Beyond privacy issues are those of security. For example, researchers have demonstrated how they could use remote WiFi connections to take over the controls of a smart car or even an airline’s cockpit systems.  Others have shown proof of concept attacks against “smart home” systems that remotely cracked door lock codes, disabled vacation mode, and induced a fake fire alarm. Of course, what happens in the lab is but an omen of what’s to come in the real world. Several years ago, a computer virus called “Stuxnet” reportedly developed by the US and Israel, was used to sabotage Iranian nuclear enrichment plants.  Dozens of countries are reportedly researching and stockpiling their own Stuxnet like cyber weapons, which in turn is generating a huge commercial market for such hidden software flaws. Perversely adding to the insecurities (as the FBI Apple controversy showed us), some government agencies are, in fact, pressuring companies to weaken their systems by design to aid law enforcement and intelligence agencies.  As such insecurities mount, and as more and more of our critical infrastructure is networked, the Big Data environment in which we live may turn out to be a digital house of cards.

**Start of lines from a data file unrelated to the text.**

PR #813, opened 2025-06-18
FastCompute implementation of GPA witness layer low-to-high HAL op

djadjka:
### TL;DR

Implemented the `pairwise_product_reduce` function for the FastCpuLayer and added tests for it.

### What changed?

- Implemented the previously unimplemented `pairwise_product_reduce` function in the `ComputeLayerExecutor` trait for `FastCpuLayer`
- Added input validation to ensure the input length is a power of 2 and greater than or equal to 2
- Implemented the pairwise product reduction algorithm using parallel chunks processing
- Removed the unused `fill` method from `SmallOwnedChunk`
- Simplified the `fill_constant` implementation to use the new slice abstraction
- Added necessary imports (`Itertools` and `PackedMemorySlice`)
- Added tests for the new functionality with both single round and multi-round reductions

### How to test?

Run the new tests:
```
cargo test -p fast_compute test_pairwise_product_reduce
cargo test -p fast_compute test_pairwise_product_reduce_single_round
```

### Why make this change?

This change implements a previously unimplemented function that is needed for computing pairwise products and reducing them, which is a common operation in cryptographic protocols. The implementation is optimized for CPU execution using parallel processing where possible.

### DIFF
--- a/crates/fast_compute/src/layer.rs
+++ b/crates/fast_compute/src/layer.rs
@@ -46,12 +46,12 @@ use binius_utils::{
 	strided_array::StridedArray2DViewMut,
 };
 use bytemuck::{Pod, zeroed_vec};
-use itertools::izip;
+use itertools::{Itertools, izip};
 use thread_local::ThreadLocal;
 
 use crate::{
 	arith_circuit::ArithCircuitPoly,
-	memory::{PackedMemory, PackedMemorySliceMut},
+	memory::{PackedMemory, PackedMemorySlice, PackedMemorySliceMut},
 };
 
 /// Optimized CPU implementation of the compute layer.
@@ -176,14 +176,11 @@ impl<T: TowerFamily, P: PackedTop<T>> ComputeLayer<T::B128> for FastCpuLayer<T, 
 		slice: &mut <Self::DevMem as ComputeMemory<T::B128>>::FSliceMut<'_>,
 		value: T::B128,
 	) -> Result<(), Error> {
-		match slice {
-			PackedMemorySliceMut::Slice(items) => {
-				items.fill(P::broadcast(value));
-			}
-			PackedMemorySliceMut::SingleElement { owned, .. } => {
-				owned.fill(value);
-			}
-		};
+		let value = P::broadcast(value);
+
+		for element in slice.as_slice_mut() {
+			*element = value;
+		}
 		Ok(())
 	}
 }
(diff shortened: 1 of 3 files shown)


crates/fast_compute/src/layer.rs
```diff
@@ -176,14 +176,11 @@ impl<T: TowerFamily, P: PackedTop<T>> ComputeLayer<T::B128> for FastCpuLayer<T,
...
-			}
-			PackedMemorySliceMut::SingleElement { owned, .. } => {
-				owned.fill(value);
-			}
-		};
+		let value = P::broadcast(value);
+
+		for element in slice.as_slice_mut() {
+			*element = value;
+		}
```
GraDKh, line 183: Nice!
Can be simplified even further:
```
slice.as_slice_mut().fill(P::broadcast(value));
```

crates/fast_compute/src/layer.rs
```diff
@@ -622,11 +619,68 @@ impl<'a, T: TowerFamily, P: PackedTop<T>> ComputeLayerExecutor<T::B128>
...
+					input
+						.par_chunks(2)
+						.zip(round_output_data.as_slice_mut().par_iter_mut())
+						.for_each(|(chunk, output)| {
+							let scalar_iter = P::iter_slice(chunk)
+								.tuples()
+								.map(|(left, right)| left * right);
+							*output = P::from_scalars(scalar_iter);
+						});
+				}
```
GraDKh, line 671: Potentially it would be faster to re-use the packed multiplication by interleaving values:
```
let (lhs, rhs) = PackedField::interleave(chunk[0], chunk[1]);
let mults = lhs*rhs;

PackedField::from_scalars(mults.iter().step_by(2).copied(), mults.iter().skip(1).step_by(2).copied())
```

GraDKh (approved):

crates/fast_compute/src/layer.rs
```diff
@@ -622,11 +619,68 @@ impl<'a, T: TowerFamily, P: PackedTop<T>> ComputeLayerExecutor<T::B128>
...
+			Some(0) => {
+				return Err(Error::InputValidation(format!(
+					"input length must be greater than or equal to 2 in order to perform at least one reduction: {}",
+					input.len()
+				)));
+			}
+			Some(log_num_inputs) => log_num_inputs,
+		};
+		let expected_round_outputs_len = log_num_inputs;
+		if round_outputs.len() != expected_round_outputs_len as usize {
```
BenjaminTrapani, line 641: nit: maybe move the logic verifying the input and output dimensions to a separate helper function to share between the reference and fast implementations?

BenjaminTrapani (approved):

This past week, the Citizen Lab and our partners, Open Effect, produced several outputs and activities that related to concerns around privacy and security in the world of Big Data, including some that we hope can help mitigate some of these unintended consequences.

First, the Citizen Lab and Open Effect released a revamped version of the Access My Info tool, which allows Canadians to exercise their legal rights to ask companies about the data they collect on them, what they do with it, and with whom they share it.  I wrote an oped for the CBC about the tool, and there were several other media reports, including an interview by the CBC’s Metro Morning host Matt Galloway with Andrew Hilts of Citizen Lab and Open Effect.

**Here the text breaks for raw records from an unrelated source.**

PR #193, opened 2024-04-24
drop astring dependency

hannesm:

PR #194, opened 2024-05-06
allow the firewall to use the router for dns requests (in rules)

palainp:
This PR fixes a DNS issue that was onboarded in the last release. The DNS client of the firewall was not correctly configured, leading qmf unable to resolve rules with domain names. (fix is confirmed by @neoniobium at https://forum.qubes-os.org/t/mirage-firewall-0-9-0-released/26030/11)
I didn't updated the hashsum in this PR as I think this PR and #193 can both be merged and then we can cut a release with the final hashsum :)


hannesm (approved):
looks good to me

hannesm:
I included your commit in #193 so we can have one run and get one checksum update :)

Also, yesterday the CBC Ideas broadcast a special radio show on “Big Data Meets Big Brother,” in which I participated alongside Ann Cavoukian and Neil Desai, with Munk School director Stephen Toope moderating.  We discussed the balance between national security and privacy, and focused in on the limited oversight mechanisms that exist in Canada around security agencies, and especially the Communications Security Establishment (CSE).

Finally, Citizen Lab and Open Effect, as part of our Telecommunications Transparency Project, released a DIY Transparency Reporting Tool.  The tool is actually a software template that provides companies with a guide for developing transparency reports. To give some context for the tool, companies are increasingly encouraged to release public reports on the length of time client data is retained, how the data is used, and how often—and under what lawful authority—the data is shared with governments agencies.  The DIY Transparency Reporting Tool is the flipside of the Access My Info project:  whereas the latter encourages consumers to ask companies and governments about what they do with our data, the Transparency Reporting Tool provides companies with an easy-to-use template to take the initiative to report that information to us.

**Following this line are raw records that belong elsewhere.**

PR #197, opened 2024-05-22
Use Lwt.Syntax and avoid some >>= fun () patterns

dinosaure:
This little commit takes the advantage of `let*` to replace some parts of the code. In my opinion (feel free to take it in account), the code is more readable than before. About the `vifs` function, I take the advantage that `String.split_on_char` can not return an empty list according to the documentation: we can pattern-match with `[@warning "-8"]` or use `List.hd`.

### DIFF
--- a/dao.ml
+++ b/dao.ml
@@ -81,7 +81,7 @@ let vifs client domid =
           let get_client_ip () =
             let* str = Xen_os.Xs.read handle (Fmt.str "%s/%d/ip" path device_id) in
             let client_ip = List.hd (String.split_on_char ' ' str) in
-            (* XXX(dinosaure): it's safe to use [List.hd] here,
+            (* NOTE(dinosaure): it's safe to use [List.hd] here,
                [String.split_on_char] can not return an empty list. *)
             Lwt.return_some (vif, Ipaddr.V4.of_string_exn client_ip)
           in
--- a/dao.ml
+++ b/dao.ml
@@ -65,43 +65,35 @@ let read_rules rules client_ip =
                              number = 0;})]
 
 let vifs client domid =
+  let open Lwt.Syntax in
   match int_of_string_opt domid with
   | None -> Log.err (fun f -> f "Invalid domid %S" domid); Lwt.return []
   | Some domid ->
-    let path = Printf.sprintf "backend/vif/%d" domid in
-    Xen_os.Xs.immediate client (fun handle ->
-        directory ~handle path >>=
-        Lwt_list.filter_map_p (fun device_id ->
-            match int_of_string_opt device_id with
-            | None -> Log.err (fun f -> f "Invalid device ID %S for domid %d" device_id domid); Lwt.return_none
-            | Some device_id ->
-              let vif = { ClientVif.domid; device_id } in
-              Lwt.try_bind
-                (fun () -> Xen_os.Xs.read handle (Printf.sprintf "%s/%d/ip" path device_id))
-                (fun client_ip ->
-                   let client_ip' = match String.split_on_char ' ' client_ip with
-                     | [] -> Log.err (fun m -> m "unexpected empty list"); ""
-                     | [ ip ] -> ip
-                     | ip::rest ->
-                       Log.warn (fun m -> m "ignoring IPs %s from %a, we support one IP per client"
-                                    (String.concat " " rest) ClientVif.pp vif);
-                       ip
-                   in
-                   match Ipaddr.V4.of_string client_ip' with
-                   | Ok ip -> Lwt.return (Some (vif, ip))
-                   | Error `Msg msg  ->
-                     Log.err (fun f -> f "Error parsing IP address of %a from %s: %s"
-                                 ClientVif.pp vif client_ip msg);
-                     Lwt.return None
-                )
-                (function
-                  | Xs_protocol.Enoent _ -> Lwt.return None
-                  | ex ->
-                    Log.err (fun f -> f "Error getting IP address of %a: %s"
-                                ClientVif.pp vif (Printexc.to_string ex));
-                    Lwt.return None
-                )
-          ))
+    let path = Fmt.str "backend/vif/%d" domid in
+    let fn handle =
+      let* entries = directory ~handle path in
+      let fn device_id = match int_of_string_opt device_id with
+        | None ->
+          Log.err (fun f -> f "Invalid device ID %S for domid %d" device_id domid);
+          Lwt.return_none
+        | Some device_id ->
+          let vif = { ClientVif.domid; device_id } in
+          let fn () =
+            let* str = Xen_os.Xs.read handle (Fmt.str "%s/%d/ip" path device_id) in
+            let[@warning "-8"] client_ip :: _ = String.split_on_char ' ' str in
+            Lwt.return_some (vif, Ipaddr.V4.of_string_exn client_ip) in
+          Lwt.catch fn @@ function
+          | Xs_protocol.Enoent _ -> Lwt.return_none
+          | Ipaddr.Parse_error (msg, client_ip) ->
+            Log.err (fun f -> f "Error parsing IP address of %a from %s: %s"
+              ClientVif.pp vif client_ip msg);
+            Lwt.return_none
+          | exn ->
+            Log.err (fun f -> f "Error getting IP address of %a: %s"
+              ClientVif.pp vif (Printexc.to_string exn));
+            Lwt.return_none in
+      Lwt_list.filter_map_p fn entries in
+    Xen_os.Xs.immediate client fn
 
 let watch_clients fn =
   Xen_os.Xs.make () >>= fun xs ->
--- a/dao.ml
+++ b/dao.ml
@@ -81,7 +81,8 @@ let vifs client domid =
           let get_client_ip () =
             let* str = Xen_os.Xs.read handle (Fmt.str "%s/%d/ip" path device_id) in
             let client_ip = List.hd (String.split_on_char ' ' str) in
-            Lwt.return_some (vif, Ipaddr.V4.of_string_exn client_ip) in
+            Lwt.return_some (vif, Ipaddr.V4.of_string_exn client_ip)
+          in
           Lwt.catch get_client_ip @@ function
           | Xs_protocol.Enoent _ -> Lwt.return_none
           | Ipaddr.Parse_error (msg, client_ip) ->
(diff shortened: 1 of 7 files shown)


dao.ml
```diff
@@ -65,43 +65,35 @@ let read_rules rules client_ip =
...
-                  | ex ->
-                    Log.err (fun f -> f "Error getting IP address of %a: %s"
-                                ClientVif.pp vif (Printexc.to_string ex));
-                    Lwt.return None
-                )
-          ))
+    let path = Fmt.str "backend/vif/%d" domid in
+    let fn handle =
+      let* entries = directory ~handle path in
+      let fn device_id = match int_of_string_opt device_id with
```
hannesm, line 75: to avoid confusion, could we name the inner `fn` to something else?

dao.ml
```diff
@@ -65,43 +65,35 @@ let read_rules rules client_ip =
...
+        | None ->
+          Log.err (fun f -> f "Invalid device ID %S for domid %d" device_id domid);
+          Lwt.return_none
+        | Some device_id ->
+          let vif = { ClientVif.domid; device_id } in
+          let fn () =
```
hannesm, line 81: could we rename this `fn` as well to something else, maybe even what it does?

dao.ml
```diff
@@ -65,43 +65,35 @@ let read_rules rules client_ip =
...
+            let* str = Xen_os.Xs.read handle (Fmt.str "%s/%d/ip" path device_id) in
+            let[@warning "-8"] client_ip :: _ = String.split_on_char ' ' str in
```
hannesm, line 83: this removed the warning "ignoring IPs %s from %a, we support one IP per client", I'm not sure whether this warning has been observed in the wild...

hannesm:
looks pretty good, some minor remarks inline

dao.ml
palainp: I just grep'd my logs and there is no occurences :)
I'm only worried about adding of `[@warning "-8"]` (due to my Ocaml ignorance) and I would prefer a pattern matching structure. But that's just a personal view and I'll be ok with that :)

dao.ml
```diff
@@ -65,43 +65,35 @@ let read_rules rules client_ip =
...
+          | Xs_protocol.Enoent _ -> Lwt.return_none
+          | Ipaddr.Parse_error (msg, client_ip) ->
+            Log.err (fun f -> f "Error parsing IP address of %a from %s: %s"
+              ClientVif.pp vif client_ip msg);
+            Lwt.return_none
+          | exn ->
+            Log.err (fun f -> f "Error getting IP address of %a: %s"
+              ClientVif.pp vif (Printexc.to_string exn));
+            Lwt.return_none in
+      Lwt_list.filter_map_p fn entries in
```
palainp, line 95: To me, adding the `in` on the next line, correctly indented, helps the code reading :)

dinosaure:
Just to inform you, I continue to look deeper into the code and see many places where we can improve/upgrade the code :+1:. I will continue to propose some PRs about that: don't think that this is the only and last PR :+1:.

dao.ml
```diff
@@ -80,7 +80,7 @@ let vifs client domid =
           let vif = { ClientVif.domid; device_id } in
           let get_client_ip () =
             let* str = Xen_os.Xs.read handle (Fmt.str "%s/%d/ip" path device_id) in
-            let[@warning "-8"] client_ip :: _ = String.split_on_char ' ' str in
+            let client_ip = List.hd (String.split_on_char ' ' str) in
```
palainp, line 83: And maybe now, it's worth adding a comment explaining that we keep only the first address?

palainp:
> Just to inform you, I continue to look deeper into the code and see many places where we can improve/upgrade the code 👍. I will continue to propose some PRs about that: don't think that this is the only and last PR 👍.

Or continue into this one? :D

dinosaure:
> Or continue into this one? :D

As you want if it's clearer for you.

hannesm:
I think due to the checksum / release stuff, there are two or three options (as I don't quite know about the salt stuff):
- continue refactorings in this PR (and then maybe squash the existing commits into a single one)
- merge to a `dev` branch, which at the end we'll merge into the `main` branch and cut a release
- fix the salt script to use the latest release instead of the main branch (if this is what is happening)

It would be great to keep the checksum as produced by CI and the one in the build-with file in sync... so I guess the first option is a good one :)

hannesm:
Of course, it is as well fine to accumulate commits here and then do a squash-merge :D

palainp:
> I think due to the checksum / release stuff, there are two or three options (as I don't quite know about the salt stuff):
>     * continue refactorings in this PR (and then maybe squash the existing commits into a single one)
>     * merge to a `dev` branch, which at the end we'll merge into the `main` branch and cut a release
>     * fix the salt script to use the latest release instead of the main branch (if this is what is happening)
> 

I think solution (a) is the easiest so far, and (c) should be done at some point, and maybe it's easier to include the vmlinuz hashsum in the `.sha256` file in the release (but TBH I'm unsure checking the vmlinuz is mandatory if the `.bz2` hash already match?, and https://github.com/unman/shaker/tree/main/mirage only check the `.bz2` sum).

> It would be great to keep the checksum as produced by CI and the one in the build-with file in sync... so I guess the first option is a good one :)

I also agree that having the correct hashsum in `build-with.sh` is important to avoid weekly CI failures :)

dinosaure:
My last patch can be a bit controversial and we should stop at this point to see if the unikernel works again. I explained in the commit why I did this change. Let me know if it's ok or not.

palainp:
> My last patch can be a bit controversial and we should stop at this point to see if the unikernel works again. I explained in the commit why I did this change. Let me know if it's ok or not.

Good news, at this point, qmf is still working (not a deep test: 3 clients in and out, bandwidth speed is the same as before). I'm probably ok with that change (at least I still understand the code), but I'm interested with others' thoughts :)

dispatcher.ml
```diff
@@ -404,46 +403,54 @@ struct
         (function Lwt.Canceled -> Lwt.return_unit | e -> Lwt.fail e)
     in
     Cleanup.on_cleanup cleanup_tasks (fun () -> Lwt.cancel listener);
-    Lwt.pick [ qubesdb_updater; listener ]
+    (* XXX(dinosaure): [qubes_updater] and [listener] can be forgotten, our [cleanup_task]
```
hannesm, line 406: I'm not sure I understand the comment, usually when I read `XXX` there's something left to do? To me, it sounds more like a description of the (intricate) task semantics. So, maybe remove the `XXX`?

dispatcher.ml
```diff
@@ -404,46 +403,54 @@ struct
...
-          (fun ex ->
-            Log.warn (fun f ->
-                f "Error with client %a: %s" Dao.ClientVif.pp vif
-                  (Printexc.to_string ex));
-            Lwt.return_unit));
-    cleanup_tasks
+    let* () =
+      Lwt.catch (add_vif get_ts vif dns_client dns_servers ~client_ip ~router
+          ~cleanup_tasks qubesDB)
+      @@ fun exn ->
```
hannesm, line 421: I personally struggle with `@@` and find parenthesis much easier to read (since I'm always unsure how strong the `@@` binding strength is.

dispatcher.ml
```diff
@@ -404,46 +403,54 @@ struct
...
-               if not (Dao.VifMap.mem key !clients) then (
-                 let cleanup =
-                   add_client get_ts dns_client dns_servers ~router key ip_addr
-                     qubesDB
-                 in
-                 Log.debug (fun f -> f "client %a arrived" Dao.ClientVif.pp key);
-                 clients := !clients |> Dao.VifMap.add key cleanup)))
+    let open Lwt.Syntax in
+    let clients : Cleanup.t Dao.VifMap.t ref = ref Dao.VifMap.empty in
+    Dao.watch_clients @@ fun new_set ->
```
hannesm, line 433: see above about `@@`.

hannesm:
I like the last commit, thanks @dinosaure.

It would make reviewing easier if you could separate syntactic changes (using Lwt.Syntax, using `@@`) and semantic changes.

I added some comments, and thanks to @palainp for testing this. It is intricate code where we should ensure to test extensively before merging (with adding and removing clients). Maybe I'm also afraid since I spent quite some time on that code, and was sometimes in stuck states... But as said, I reviewed the code and it looks good.

Should we adapt ocamlformat to this repository, so we don't have to argue about indentation, where to put parenthesis and where to put the `in`?

palainp:
Unfortunately I don't have yet a deep test protocol, all is done manually, and I may miss something, but I'll try to write a testbed script soon :)

> Should we adapt ocamlformat to this repository, so we don't have to argue about indentation, where to put parenthesis and where to put the in?

Yes I think so :)

palainp:
I wrote a simple naive script (using 10 AppVM clients with 2G memory) that returned me some issue (certainly present before this PR). I got when changing the netvm property (maybe a packet is still pending in the ring when the unikernel tries to connect to a new netvm?):
```
[2024-05-23 10:31:14] 2024-05-23T08:31:14-00:00: [ERROR] [dispatcher] uncaught exception trying to send to uplink: 
[2024-05-23 10:31:14]                                                 Failure("Shared_page_pool.use after shutdown")
```
I also got in dom0 console:
```
2024-05-23 10:27:08.738 qrexec-client[58505]: process_io.c:188:process_io: vchan connection closed early (fds: 1 -1 -1, status: -1 -1)
```
but that's more related to my script to be to eager when connecting/disconnecting clients AppVMs. I'll have to rewrite that before sharing :)

dispatcher.ml
dinosaure: I can change to `NOTE`maybe? My rules is:
- `XXX` for a informal comment
- `NOTE` for a formal comment
- `TODO` for a todo

hannesm:
I'd like to ask what to do here. I'm happy to rebase this PR and if @palainp tests we merge it!? It'd esp. be wonderful to have it included before the next release, so we get something out of the nice cleanups here :) Unfortunately it conflicts now that #201 was merged.

hannesm:
I rebased on top of main, cleanup up a whitespace and revised XXX to NOTE.

The leftover comment is about "@@", but a `git grep "@@"` results in several hits, so let's leave that coding style for a separate PR.

palainp:
Thank you! I need to test it, and think this PR will be good to merge!

palainp (approved):
LGTM !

The world of Big Data has come upon us like a hurricane, with most consumers bewildered by what is happening to the data they routinely give away.  Meanwhile, companies are reaping a harvest of highly-personalized information to generate enormous profits, with very little public accountability around their conduct, or the design choices they make.  It’s time we encouraged consumers to “lift the lid” on the Big Data ecosystem right down to the algorithms that sort us and structure our choices, while simultaneously pressing companies to be more responsible stewards of our data.  Tools like “Access My Info” and the DIY Transparency Toolkit are a good first start.